__EXERCISE DIRECTIONS__.
A line below contains "The throwaway database exists", and a later one contains "only on open**". Repeat both, with every line between them, exactly.

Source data

========================================

PR #3410, opened 2025-08-07
GRDB: corruption recovery

leandroalonso:
| 📘 Part of: #2773 | 
|:---:|

We have a small set of users with corrupted databases. When the database is in this state we need to remove (or rebuild it). This PR adds code to:

1. Check if the database is corrupted
2. If it is, starts a "recovery"

The way this recover works is as it follows:

1. First it renames the file
2. Then it creates a new, healthy, empty database
3. It copies all the data that it can from the previous database (excluding `SJEpisode` which seems to be the culprit for all crashes)
4. It starts a login with the user credentials so all their data is correctly synced back to the device

In the end, the user has the same podcasts with the same settings. They lose per-episode details tho, as this table is not recoverable.

## To test

Best way to test that is a bit involved but it aims at reproducing the issue. You'll need a corrupted database to test though.

1. Login with an account that has the same podcasts as your corrupted database
2. Replace the database of your simulator with the corrupted database
3. Re-run the app
4. ✅ The app should detect the corrupted database and backup your data and login you again
5. ✅ Check that you didn't lose per-podcast settings (Profile > Settings > Auto Download and Auto Add to Up Next)
6. Re-run the app
7. It shouldn't do the same process again as your database is now healthy

## Checklist

- [x] I have considered if this change warrants user-facing release notes and have added them to `CHANGELOG.md` if necessary.
- [x] I have considered adding unit tests for my changes.
- [x] I have updated (or requested that someone edit) [the spreadsheet](https://docs.google.com/spreadsheets/d/107jqrutZhU0fVZJ19SBqxxVKbV2NWSdQC9MFYdLiAxc/edit?usp=sharing) to reflect any new or changed analytics.

PR #5159, opened 2026-09-17
Show a blocking screen when the database can't be opened

kean:
Fixes a launch crash when the database file is corrupted (Sentry issue 7736804566):

```
DataManager.swift:65: Fatal error: 'try!' expression unexpectedly raised an error: SQLite error 11: malformed database schema (0) - while executing `SELECT * FROM sqlite_master LIMIT 1`
```

GRDB checks that the file is readable when it opens a connection. If the schema is corrupted, `DatabasePool.init` throws and the `try!` crashes the app. This happens on every launch, so the user can't open the app at all until they reinstall it, which throws away whatever hasn't synced.

Rather than crash, or quietly start over with an empty library, the app now stops and says what happened. The database stays on disk exactly as it was, so support can still ask for it and recover it.

**Changes**

- If the database at `pathToDb()` can't be opened, for any reason, `DataManager` keeps the file untouched, records the error in `databaseError`, and opens a throwaway database in the temporary directory. Nothing is moved, reset or deleted. The error is reported to Sentry as a handled error.
- `SceneDelegate` makes `DatabaseErrorViewController` the root view controller when `databaseError` is set. It's a full screen with no way out: it shows what went wrong (including the error and the path), tells the user not to reinstall the app, and offers **Contact Support** and **Export Database**, the existing export that zips up the database, preferences and logs.
- `AppDelegate` returns early from `didFinishLaunchingWithOptions` and skips its lifecycle work while the error screen is up, so nothing refreshes, syncs, downloads or writes against the throwaway database.
- `PCBundleDoc` no longer fails the whole export when there's no `-wal` file next to the database, which is exactly the case when the export matters most.

The throwaway database exists only so the app can get far enough to draw this screen: `DataManager.sharedManager` is reachable from the support form and from plenty of code that runs during launch, and all of it would crash against a manager with no database at all.

**Why only on open**

#3410 ran `PRAGMA integrity_check` on every launch and was reverted in #3415 after beta users couldn't open the app. This does nothing extra on a healthy launch. It only runs where the app would crash today.

## To test

1. Run the unit tests: `DataManagerDatabaseErrorTests`. They cover a malformed schema (the same `malformed database schema (0)` error as the crash), a file that isn't a database, the fallback database, and opening a healthy database, and they check the file on disk is left byte for byte as it was.
2. Manual test on a simulator:
   1. Sign in, then quit the app.
   2. Find `Library/Application Support/Pocket Casts/podcast_newDB.sqlite3` in the app container and overwrite it with junk: `head -c 8192 /dev/urandom > podcast_newDB.sqlite3`. Delete the `-wal` and `-shm` files next to it.
   3. Launch the app.
   4. ✅ The app doesn't crash. It shows the error screen with the SQLite error on it, and there's no way past it.
   5. ✅ **Export Database** produces a "Pocket Casts Export" zip in the share sheet.
   6. ✅ **Contact Support** opens the support form.
   7. ✅ The database file is still on disk, untouched, and no `podcast_newDB_backup.sqlite3` was created.
   8. Restore the database and relaunch. ✅ The app starts normally.

## Checklist


dangermattic:
<table>
  <thead>
    <tr>
      <th width="50"></th>
          1 Warning
      </th>
     </tr>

========================================

__RESULT OF THIS EXERCISE__.
The throwaway database exists only so the app can get far enough to draw this screen: `DataManager.sharedManager` is reachable from the support form and from plenty of code that runs during launch, and all of it would crash against a manager with no database at all.

**Why only on open**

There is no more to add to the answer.